Technologies used: Apache Hadoop, Apache Spark, Apache Kafka, Metabase, PostgreSQL, Airflow, Druid, Docker
- Create "datasets" directory in the root directory
- Download batch and streaming datasets from these 2 links:
- https://www.kaggle.com/cisautomotiveapi/large-car-dataset
- https://www.kaggle.com/austinreese/craigslist-carstrucks-data
- Download PostgreSQL JDBC Driver v42.3.0 in jar format for saving processed data to database
- Go to "batch" directory and start docker-compose
docker-compose up --build
- Go to "upload_data" directory and run command below to transfer datasets to HDFS
./docker_copy.sh
- Go to Airflow URL http://localhost:8282/ and run "batch-dag"

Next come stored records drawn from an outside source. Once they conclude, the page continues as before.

PR #1412, opened 2022-03-14
(feat) make it possible to pass additional file paths to emitDts

dummdidumm:
Needed when someone uses the svelte.JSX typings.
Closes #1405

Other possibilities:
- type this as `string` like in #1405 -> decided against that because it's not flexible enough for other use cases
- use `require.resolve` for this to get the `d.ts` file -> decided against that because people might use this in other environments than HTML (Svelte Native) and they couldn't pass their file in then

### DIFF
--- a/packages/svelte2tsx/index.d.ts
+++ b/packages/svelte2tsx/index.d.ts
@@ -79,6 +79,11 @@ export interface EmitDtsConfig {
      */
     svelteShimsPath: string;
     /**
+     * Additional file paths that need to be present when doing the dts emit.
+     * Example: `[require.resolve('svelte2tsx/svelte-jsx.d.ts')]` for the Svelte HTML ambient type definitions
+     */
+    additionalPaths?: string[];
+    /**
      * If you want to emit types only for part of your project,
      * then set this to the folder for which the types should be emitted.
      * Most of the time you don't need this. For SvelteKit, this is for example
--- a/packages/svelte2tsx/src/emitDts.ts
+++ b/packages/svelte2tsx/src/emitDts.ts
@@ -5,6 +5,7 @@ import { svelte2tsx } from './svelte2tsx';
 export interface EmitDtsConfig {
     declarationDir: string;
     svelteShimsPath: string;
+    additionalPaths?: string[];
     libRoot?: string;
 }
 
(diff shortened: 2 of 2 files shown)


dummdidumm:
Marking this as draft because different thought just occured to me: 
- What if we add the ambient typings to the `@types` namespace? Would this be something we should do in the long run anyway?
- Is this solvable by adding another reference to the `app.d.ts` (`/// <reference types="svelte2tsx/svelte-jsx" />`, @rgossiaux does this work for you?) template in the case of SvelteKit?

cc @jasonlyu123

rgossiaux:
> * Is this solvable by adding another reference to the `app.d.ts` (`/// <reference types="svelte2tsx/svelte-jsx" />`, @rgossiaux does this work for you?) template in the case of SvelteKit?

From what I see the `app.d.ts` is not passed to emitDts, since it lives outside the `lib/` directory, so you'd still need a config change to solve that. But regardless, anything that solves the problem works for me, I'm not picky 😃

dummdidumm:
Oh right you're correct, that wouldn't work for you in this case. You could add a `d.ts` file to the lib folder with the mentioned content and exclude it from being exported, maybe that works.

fallaciousreasoning:
Wondering if there was any movement on this, or did you end up solving this in a different way?

fallaciousreasoning:
FWIW, I'm working on a Svelte component library, and we're compiling the Svelte components to web-components. We're using `svelte2tsx` to generate the type definitions which we use to get intellisense & typings in a React wrapper. This works really well for most cases, but when the component is something primitive (like a button or a link) and we want to expose the props on the underlying HTML element `svelte2tsx` breaks.

Currently, I have a fork of `svelte2tsx` with this change, which I'm vendoring into the repository and it works really nicely. Any chance we could land this? It solves this really nicely :smile:

jasonlyu123:
The plan is to move the element typing to the svelte core. You can see the roadmap here https://github.com/sveltejs/language-tools/issues/1552

fallaciousreasoning:
Okay, got this working without the `svelte2tsx` fork by bumping Svelte to 3.55.0 and using `SvelteHTMLElements['button']` instead of the `svelte2tsx` typings. Thanks @jasonlyu123!

dummdidumm:
Since Svelte 3.55 it's possible to enhance from HTML typings through the `svelte/elements` import. I think this PR might be obsolete because of this.

PR #1434, opened 2022-04-08
Fancy issue templates

gtm-nayan:
Current ones leave artefacts like 
image
if users (*mostly me*) forget to delete them


dummdidumm:
Good idea, thank you!

PR #232, opened 2024-08-08
Allow building with newest GHC

nikolaik:
Hi there! Wanted to build nixfmt using the latest GHC (`brew install cabal-install`) and had to loosen the base version requirement to make it build


infinisil (approved):
Thanks!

- All batch queries will be applied to the batch dataset
- Also, 2 tables will be created for data visualization - "price_decline" and "num_of_ads"
- Go to Metabase URL http://localhost:3000/ and run SQL queries for data visualization
- Create SQL query below to visualize car model's price decline per year
SELECT "brandName", "modelName", "vf_ModelYear", "AvgPrice", "PriceDiff", "TotalCars" from price_decline
WHERE "modelName" = {{modelname}}
GROUP BY "modelName", "vf_ModelYear", "brandName", "AvgPrice", "PriceDiff", "TotalCars"
ORDER BY "vf_ModelYear" desc;
- Set "vf_ModelYear" as x-axis and "AvgPrice" for y-axis
- Go to "streaming" directory and run:
./docker-run.sh
- After producer starts filling up Kafka broker with the data, in another terminal run:
./spark-jobs-run.sh